Dataset records:
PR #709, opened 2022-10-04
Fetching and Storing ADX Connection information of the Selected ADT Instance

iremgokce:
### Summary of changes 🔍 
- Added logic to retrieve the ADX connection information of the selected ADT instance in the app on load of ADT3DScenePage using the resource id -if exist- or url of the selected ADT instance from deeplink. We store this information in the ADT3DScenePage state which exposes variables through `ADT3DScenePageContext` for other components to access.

TASK DESCRIPTION —
Your answer should hold exactly the lines from the one containing "Fetching and Storing" to the last line of the data, both included, and no others.

ANSWER SECTION —
Fetching and Storing ADX Connection information of the Selected ADT Instance

iremgokce:
### Summary of changes 🔍 
- Added logic to retrieve the ADX connection information of the selected ADT instance in the app on load of ADT3DScenePage using the resource id -if exist- or url of the selected ADT instance from deeplink. We store this information in the ADT3DScenePage state which exposes variables through `ADT3DScenePageContext` for other components to access.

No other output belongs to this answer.